PR #2839, opened 2026-07-26
NPCShopTradeScriptEvent

MC-Samuel:
Citizens added their own event for when a player makes a trade in a Citizens shop menu. 
The `NPCShopTradeScriptEvent` has been added to listen to this event, and provide information unique to Citizens trades that the `PlayerTradesWithMerchantScriptEvent` does not have/need.

With this, the `PlayerTradesWithMerchantScriptEvent` no longer fires when the entity is an npc. There are differences between what the Paper event the Citizens event can do (Citizens trades can be multiple things besides items, the Paper event is cancellable, etc), and this change was necessary to accommodate for them. 

Requires Citizens build 4216 or higher.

***

Your reply should consist only of the lines from the one containing "does not have/need." through the last line of the records, each reproduced exactly.

- Answer for this exercise
The `NPCShopTradeScriptEvent` has been added to listen to this event, and provide information unique to Citizens trades that the `PlayerTradesWithMerchantScriptEvent` does not have/need.

With this, the `PlayerTradesWithMerchantScriptEvent` no longer fires when the entity is an npc. There are differences between what the Paper event the Citizens event can do (Citizens trades can be multiple things besides items, the Paper event is cancellable, etc), and this change was necessary to accommodate for them. 

Requires Citizens build 4216 or higher.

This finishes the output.